Well-Known Jacksonville Resident Has Racial Slurs Yelled At Him While Delivering the Mail

By Benjamin Cox on June 11, 2020 at 12:44pm

Mick Walls drives the lane at a charity basketball game at The Bowl in 2016. Walls was first team All Conference in 1994 and a part of the Crimson squad that won the 2-A Regional Title that year.

A Jacksonville Mail Carrier and well-known member of the Jacksonville community was recently accosted by individuals with racial slurs while on the job. Mick Walls, a star basketball player while at JHS in the mid-1990s, a former assistant basketball coach at MacMurray College, and a current member of the U.S. Postal Service said that 2 vehicles shouted racial slurs at him from vehicles on Monday afternoon while he was delivering mail in the southern part of Jacksonville. “It was just a normal day for me really. I was walking east on East Superior Avenue and crossed the street to head west in the 200 block of East Superior when a red truck pulled up right at the intersection of South Clay and East Superior. They cracked the window and yelled out the n-word at me. I just ignored it and kept on delivering the mail. It’s the norm for me, to have people walk by and just shout things at me or yelling hey. It’s not the first time someone has yelled the word at me, won’t be the last. I didn’t really think anything of it. About 20 or 30 minutes later, they came back around again on the corner of Goltra and East Superior and said it again. Then, I said to myself that they are taunting me, trying to rile me up. Literally, I saw a rock in a ditch and grabbed it and put it in my bag just in case. Then, I never saw them again.”

Walls said a second vehicle got even more brazen and hateful with their taunts. “I’m still doing my route and I get around to Hardin Avenue.

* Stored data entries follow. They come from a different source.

PR #155, opened 2017-09-07
Upgrade xlrd

yanokwa:
xlrd changelog is at https://xlrd.readthedocs.io/en/latest/changes.html.

To test his change, I ran `nosetests` and got this output.

 ```
$ nosetests
........................................................................usage: nosetests [-h] [--json] [--skip_validate] path_to_XLSForm output_path
nosetests: error: too few arguments
..........................................................
Ran 130 tests in 16.332s

OK 
```

I think this is a safe change, but I don't know pyxform that well. It'd be prudent for the maintainers (or maybe @sheppard) to consider the implications of this change before merging.

### DIFF
--- a/requirements.pip
+++ b/requirements.pip
@@ -1,6 +1,6 @@
 nose==1.3.7
 FormEncode==1.3
 modilabs-python-utils==0.1.5
-xlrd==1.0.0
+xlrd==1.1.0
 unittest2==1.1.0
 unicodecsv==0.14.1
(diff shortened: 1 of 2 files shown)


sheppard:
I think the nosetests error was there before, though it would be good to sort out eventually.

What do you think about loosening the spec to `xlrd>=1.0.0` (or `xlrd>=1.0.0,<2.0.0`)?  I doubt xlrd's API is going to change much in the future, at least not with out a major version bump.  We could probably do the same for unicodecsv.

yanokwa:
I want to keep this PR targeted, so I'm going to merge just this point releases. 

Further, xlrd seems to update once a year (https://github.com/python-excel/xlrd/releases) so I think manually changing the versions shouldn't be too big of a burden.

I’m in the 1000 block of Hardin getting ready to cross over Michigan. I’m at the house on the corner and there is a stop sign there. A white car pulls up and I didn’t think anything of it. They slowed down a little bit as I’m about to get in the mail truck and they just yell out ‘F-you people! F-Black Lives Matter! I hope they kill all of you!’ I’ve been with the postal service for the last two and a half years but as far as the magnitude of people yelling stuff like this, it’s a first.”

Walls says it hasn’t been the first time he’s encountered racism on the job. Walls said he has spoken with the Jacksonville Police Department and the Civil Rights Division of the Springfield FBI about the description of the vehicles and possible criminal charges. He says that if authorities find out if it was juveniles doing the taunting in the incident, he wants to talk to them and that if it’s adults, they need to go to jail.

Walls says that a similar event that happened to a 14 year old boy in Community Park on Tuesday evening, to his knowledge, isn’t connected to what happened to him on Monday afternoon. A red truck called the boy a sexual slur while he was jogging in the park alone.

Walls says he and his fiancee have been happy with all the support they have received from the community after hearing about he incident. “This incident kind of makes it all real with what’s going on right now. However, I feel good about all the comments from everyone. I didn’t expect them to go like this. It just shows that there are people out here that care. They really try to understand and that’s a start. The love and support has been awesome. That’s why I always say that I’d be the first person to defend Jacksonville, and I know there are bad groups of people everywhere you go. You can’t blame the whole town for that.”

Walls hopes that it helps keep conversation moving forward about labeling, profiling, and judgment. He hopes that his story helps people understand that racism is present in the community and that it can be stopped.